• **TASK GOAL**: A complete, exact copy of the data is the required answer.

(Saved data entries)
########
PR #895, opened 2023-11-09
Formatting

lzap:
I noticed messy imports, so I propose `goimports` as well as `gofumpt` (a bonus). We find both tools not being intrusive. The patch introduces new script in the ./tools directory and moves formatting from prepare-source.sh.

### DIFF
--- a/tools/prepare-source.sh
+++ b/tools/prepare-source.sh
@@ -9,11 +9,15 @@ GO_BINARY=$(go env GOPATH)/bin/go$GO_VERSION
 go install golang.org/dl/go$GO_VERSION@latest
 $GO_BINARY download
 
+# Ensure dev tools are installed
+which goimports || $GO_BINARY install golang.org/x/tools/cmd/goimports@latest
+
 # Ensure that all code has been regenerated from its sources
 $GO_BINARY generate ./...
 
 # ... the code is formatted correctly, ...
-$GO_BINARY fmt ./...
+goimports -w internal cmd
+$GO_BINARY fmt ./internal/... ./cmd/...
 
 # ... and that go.mod and go.sum are up to date.
 $GO_BINARY mod tidy


tools/format-source.sh
```diff
@@ -0,0 +1,7 @@
+#!/bin/sh
+set -eux
+. "$(dirname "$0")/env.sh"
+
+goimports -w internal cmd
+gofumpt -l -w internal cmd
```
ondrejbudai, line 6: I wonder what's the support for this formatter in editors/IDEs. It's subpar compared to `gofmt`, this might affect developer experience negatively.

.github/workflows/tests.yml
```diff
@@ -23,9 +23,10 @@ jobs:
       - name: Check out code into the Go module directory
         uses: actions/checkout@v3.0.2
 
-      - name: Check that source has been prepared
+      - name: Check that source has been prepared and formatted
         run: |
           ./tools/prepare-source.sh
+          ./tools/format-source.sh
```
ondrejbudai, line 29: I don't want a separate script. It's nice that `tools/prepare-source.sh` does everything needed pre-commit related to formatting, modules and vendoring. We have this script everywhere, so creating a separate workflow in `image-builder` is confusing.

lzap: Thing is, if you want to reformat (fix) all the code in case CI complains, you would need to run the prepare-source.sh which is quite slow.

lzap:
So how about just `goimports`.

.github/workflows/tests.yml
ondrejbudai: 3 seconds cold start, 2 seconds hot start on my laptop. Doesn't feel that bad. :shrug: But I agree that this is very subjective.

ondrejbudai:
Yep, `goimports` is fairly reasonable. :)

lzap:
All green, fyi there is no code change related to `goimports` the code is clean at the moment :-)

ondrejbudai (approved):

PR #897, opened 2023-11-10
Add a new column `ClientId` to the database

regexowl:
This adds a new column with an id of a client via which a compose request was sent.

The logic is similar to the insertion of an image name. Frontend sends a request which contains a new value of `ClientId` set to "ui". Next the value is parsed to appear in a new column of the database.


internal/v1/api.yaml
```diff
@@ -697,6 +700,8 @@ components:
           type: string
         image_name:
           type: string
+        client_id:
+          type: string
```
croissanne, line 704: Can we make this an enum that allows on a select set of values?

regexowl: Most probably yes. It would contain only "ui" for now, but would be expandable. Unlike boolean which I was considering originally. :thinking: :+1:

regexowl:
This should hopefully do the trick. Got tangled in the pointers and types a bit.

croissanne:
The integration test needs a tweak, since the client_id has a default value now.

croissanne (changes requested):
lgtm, just a test tweak needed.

jrusz:
I fixed it in iqe plugin but we the MR/PR sync doesn't work without the env var I'm adding and I'm also trying to fix the api.sh test that's running in Schutzbot but I'm not sure if that's going to work, if not I'll do some manual testing to figure it out.

jrusz:
Ok so Schutzbot is fixed an I'm releasing a new iqe plugin, should be green in < 1h ... The sync is broken because of some cert issues in the Gitlab pipeline, I'll have to investigate later but the api update doesn't break testing on stage/prod so it was fine to merge.

croissanne (approved):
lgtm! thank you

PR #915, opened 2023-11-23
config: enable loading dotenv file

ezr-ondrej:
For local developement, enable having local.env file with config variables.

This is just for ease of local developement.

### DIFF
--- a/.gitignore
+++ b/.gitignore
@@ -8,3 +8,4 @@ dnf-json
 /.fleet
 /.idea
 /gen-oscap
+local.env
--- a/internal/config/utils.go
+++ b/internal/config/utils.go
@@ -1,6 +1,7 @@
 package config
 
 import (
+	"errors"
 	"fmt"
 	"os"
 	"reflect"
@@ -8,6 +9,9 @@ import (
 	"github.com/joho/godotenv"
 	clowder "github.com/redhatinsights/app-common-go/pkg/api/v1"
 )
+
+var ErrMissingEnvTag = errors.New("missing 'env' tag in config field")
+var ErrUnsupportedFieldType = errors.New("unsupported config field type")
 
 func LoadConfigFromEnv(conf *ImageBuilderConfig) error {
 	err := godotenv.Load("local.env")
@@ -23,7 +27,7 @@ func LoadConfigFromEnv(conf *ImageBuilderConfig) error {
 		fieldV := v.Field(i)
 		key, ok := fieldT.Tag.Lookup("env")
 		if !ok {
-			return fmt.Errorf("No env tag in config field")
+			return ErrMissingEnvTag
 		}
 
 		confV, ok := os.LookupEnv(key)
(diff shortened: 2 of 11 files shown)


internal/config/utils.go
```diff
@@ -1,14 +1,26 @@
...
 
+	"github.com/joho/godotenv"
 	clowder "github.com/redhatinsights/app-common-go/pkg/api/v1"
 )
 
+var ErrMissingEnvTag = errors.New("missing 'env' tag in config field")
+var ErrUnsupportedFieldType = errors.New("unsupported config field type")
+
 func LoadConfigFromEnv(conf *ImageBuilderConfig) error {
+	if _, err := os.Stat("local.env"); err == nil {
```
mvo5, line 17: (nitpick). I would just `if err := godotenv.Load(); err != nil && !os.IsNotExist(err) { return err}` here instead of first stat/open because doing it in two steps is a TOCTOU issue. Not a big deal here of course but I would avoid it out of the general principle.

mvo5 (commented):
Thanks for this PR! A quick drive-by comment inline and I would prefer if we had a small test for this new feature in config_test.go. But maybe the test can wait until we have a comment about the general feature from someone more experienced :)

.gitignore
```diff
@@ -8,3 +8,4 @@ dnf-json
 /.fleet
 /.idea
 /gen-oscap
+local.env
```
croissanne, line 11: nitpick, 1 newline at the end of each file

internal/config/utils.go
ezr-ondrej: I like your codesnipet, I've come up  with the same (similar), tested it and works fine :)

.gitignore
ezr-ondrej: ugh, new editor,  I've changed settings and fixed it :)

ezr-ondrej:
> I would prefer if we had a small test for this new feature in config_test.go

Generally I'd agree, but IMO in this case when it's not easy to test and the feature is not intended for prod, and current tests do test the prod path.
I'd say it's not necessary, but let me know if you insist, I'm happy to figure out how to test it :)

croissanne (commented):
Not sure if the named errors are necessary, since that would mean the `ImageBuilderConfig` struct is actually badly defined (no env tags and non-string values). Plus we only ever panic on these errors.

ezr-ondrej:
> Not sure if the named errors are necessary, since that would mean the `ImageBuilderConfig` struct is actually badly defined (no env tags and non-string values). Plus we only ever panic on these errors.

Necesary for sure not, I've just been trained by strict linter to always do it xD
But I can revert that, that's no biggie and should even be a separate commit at least :+1:
Let me put it in separate commit and once we decide I can keep it or remove it ;)

ezr-ondrej:
> Let me put it in separate commit and once we decide I can keep it or remove it ;)

Done, let me know what you prefer ;)

croissanne (approved):

PR #919, opened 2023-11-28
Add OpenSCAP profile name & description

kingsleyzissou:
Update the `oscap` tool to generate the name and description fields
for the OpenSCAP customisations. Some pain points to note:

- the blueprint description field contains the OpenSCAP
  profile's name
- the blueprint name field contains the OpenSCAP profile's
  id (or reference id)
- policy type is an alias for the profile name
- the reference id is an alias for the profile id


lucasgarfield:
This is looking great! As discussed on Slack, there's a minor issue now in that the "profile_id" is an empty string in the generated code. I'm just adding a blocked tag for now so we don't accidentally merge before the fix gets pushed.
########
• **OUTPUT FOR THIS EXERCISE**:
PR #895, opened 2023-11-09
Formatting

lzap:
I noticed messy imports, so I propose `goimports` as well as `gofumpt` (a bonus). We find both tools not being intrusive. The patch introduces new script in the ./tools directory and moves formatting from prepare-source.sh.

### DIFF
--- a/tools/prepare-source.sh
+++ b/tools/prepare-source.sh
@@ -9,11 +9,15 @@ GO_BINARY=$(go env GOPATH)/bin/go$GO_VERSION
 go install golang.org/dl/go$GO_VERSION@latest
 $GO_BINARY download
 
+# Ensure dev tools are installed
+which goimports || $GO_BINARY install golang.org/x/tools/cmd/goimports@latest
+
 # Ensure that all code has been regenerated from its sources
 $GO_BINARY generate ./...
 
 # ... the code is formatted correctly, ...
-$GO_BINARY fmt ./...
+goimports -w internal cmd
+$GO_BINARY fmt ./internal/... ./cmd/...
 
 # ... and that go.mod and go.sum are up to date.
 $GO_BINARY mod tidy


tools/format-source.sh
```diff
@@ -0,0 +1,7 @@
+#!/bin/sh
+set -eux
+. "$(dirname "$0")/env.sh"
+
+goimports -w internal cmd
+gofumpt -l -w internal cmd
```
ondrejbudai, line 6: I wonder what's the support for this formatter in editors/IDEs. It's subpar compared to `gofmt`, this might affect developer experience negatively.

.github/workflows/tests.yml
```diff
@@ -23,9 +23,10 @@ jobs:
       - name: Check out code into the Go module directory
         uses: actions/checkout@v3.0.2
 
-      - name: Check that source has been prepared
+      - name: Check that source has been prepared and formatted
         run: |
           ./tools/prepare-source.sh
+          ./tools/format-source.sh
```
ondrejbudai, line 29: I don't want a separate script. It's nice that `tools/prepare-source.sh` does everything needed pre-commit related to formatting, modules and vendoring. We have this script everywhere, so creating a separate workflow in `image-builder` is confusing.

lzap: Thing is, if you want to reformat (fix) all the code in case CI complains, you would need to run the prepare-source.sh which is quite slow.

lzap:
So how about just `goimports`.

.github/workflows/tests.yml
ondrejbudai: 3 seconds cold start, 2 seconds hot start on my laptop. Doesn't feel that bad. :shrug: But I agree that this is very subjective.

ondrejbudai:
Yep, `goimports` is fairly reasonable. :)

lzap:
All green, fyi there is no code change related to `goimports` the code is clean at the moment :-)

ondrejbudai (approved):

PR #897, opened 2023-11-10
Add a new column `ClientId` to the database

regexowl:
This adds a new column with an id of a client via which a compose request was sent.

The logic is similar to the insertion of an image name. Frontend sends a request which contains a new value of `ClientId` set to "ui". Next the value is parsed to appear in a new column of the database.


internal/v1/api.yaml
```diff
@@ -697,6 +700,8 @@ components:
           type: string
         image_name:
           type: string
+        client_id:
+          type: string
```
croissanne, line 704: Can we make this an enum that allows on a select set of values?

regexowl: Most probably yes. It would contain only "ui" for now, but would be expandable. Unlike boolean which I was considering originally. :thinking: :+1:

regexowl:
This should hopefully do the trick. Got tangled in the pointers and types a bit.

croissanne:
The integration test needs a tweak, since the client_id has a default value now.

croissanne (changes requested):
lgtm, just a test tweak needed.

jrusz:
I fixed it in iqe plugin but we the MR/PR sync doesn't work without the env var I'm adding and I'm also trying to fix the api.sh test that's running in Schutzbot but I'm not sure if that's going to work, if not I'll do some manual testing to figure it out.

jrusz:
Ok so Schutzbot is fixed an I'm releasing a new iqe plugin, should be green in < 1h ... The sync is broken because of some cert issues in the Gitlab pipeline, I'll have to investigate later but the api update doesn't break testing on stage/prod so it was fine to merge.

croissanne (approved):
lgtm! thank you

PR #915, opened 2023-11-23
config: enable loading dotenv file

ezr-ondrej:
For local developement, enable having local.env file with config variables.

This is just for ease of local developement.

### DIFF
--- a/.gitignore
+++ b/.gitignore
@@ -8,3 +8,4 @@ dnf-json
 /.fleet
 /.idea
 /gen-oscap
+local.env
--- a/internal/config/utils.go
+++ b/internal/config/utils.go
@@ -1,6 +1,7 @@
 package config
 
 import (
+	"errors"
 	"fmt"
 	"os"
 	"reflect"
@@ -8,6 +9,9 @@ import (
 	"github.com/joho/godotenv"
 	clowder "github.com/redhatinsights/app-common-go/pkg/api/v1"
 )
+
+var ErrMissingEnvTag = errors.New("missing 'env' tag in config field")
+var ErrUnsupportedFieldType = errors.New("unsupported config field type")
 
 func LoadConfigFromEnv(conf *ImageBuilderConfig) error {
 	err := godotenv.Load("local.env")
@@ -23,7 +27,7 @@ func LoadConfigFromEnv(conf *ImageBuilderConfig) error {
 		fieldV := v.Field(i)
 		key, ok := fieldT.Tag.Lookup("env")
 		if !ok {
-			return fmt.Errorf("No env tag in config field")
+			return ErrMissingEnvTag
 		}
 
 		confV, ok := os.LookupEnv(key)
(diff shortened: 2 of 11 files shown)


internal/config/utils.go
```diff
@@ -1,14 +1,26 @@
...
 
+	"github.com/joho/godotenv"
 	clowder "github.com/redhatinsights/app-common-go/pkg/api/v1"
 )
 
+var ErrMissingEnvTag = errors.New("missing 'env' tag in config field")
+var ErrUnsupportedFieldType = errors.New("unsupported config field type")
+
 func LoadConfigFromEnv(conf *ImageBuilderConfig) error {
+	if _, err := os.Stat("local.env"); err == nil {
```
mvo5, line 17: (nitpick). I would just `if err := godotenv.Load(); err != nil && !os.IsNotExist(err) { return err}` here instead of first stat/open because doing it in two steps is a TOCTOU issue. Not a big deal here of course but I would avoid it out of the general principle.

mvo5 (commented):
Thanks for this PR! A quick drive-by comment inline and I would prefer if we had a small test for this new feature in config_test.go. But maybe the test can wait until we have a comment about the general feature from someone more experienced :)

.gitignore
```diff
@@ -8,3 +8,4 @@ dnf-json
 /.fleet
 /.idea
 /gen-oscap
+local.env
```
croissanne, line 11: nitpick, 1 newline at the end of each file

internal/config/utils.go
ezr-ondrej: I like your codesnipet, I've come up  with the same (similar), tested it and works fine :)

.gitignore
ezr-ondrej: ugh, new editor,  I've changed settings and fixed it :)

ezr-ondrej:
> I would prefer if we had a small test for this new feature in config_test.go

Generally I'd agree, but IMO in this case when it's not easy to test and the feature is not intended for prod, and current tests do test the prod path.
I'd say it's not necessary, but let me know if you insist, I'm happy to figure out how to test it :)

croissanne (commented):
Not sure if the named errors are necessary, since that would mean the `ImageBuilderConfig` struct is actually badly defined (no env tags and non-string values). Plus we only ever panic on these errors.

ezr-ondrej:
> Not sure if the named errors are necessary, since that would mean the `ImageBuilderConfig` struct is actually badly defined (no env tags and non-string values). Plus we only ever panic on these errors.

Necesary for sure not, I've just been trained by strict linter to always do it xD
But I can revert that, that's no biggie and should even be a separate commit at least :+1:
Let me put it in separate commit and once we decide I can keep it or remove it ;)

ezr-ondrej:
> Let me put it in separate commit and once we decide I can keep it or remove it ;)

Done, let me know what you prefer ;)

croissanne (approved):

PR #919, opened 2023-11-28
Add OpenSCAP profile name & description

kingsleyzissou:
Update the `oscap` tool to generate the name and description fields
for the OpenSCAP customisations. Some pain points to note:

- the blueprint description field contains the OpenSCAP
  profile's name
- the blueprint name field contains the OpenSCAP profile's
  id (or reference id)
- policy type is an alias for the profile name
- the reference id is an alias for the profile id


lucasgarfield:
This is looking great! As discussed on Slack, there's a minor issue now in that the "profile_id" is an empty string in the generated code. I'm just adding a blocked tag for now so we don't accidentally merge before the fix gets pushed.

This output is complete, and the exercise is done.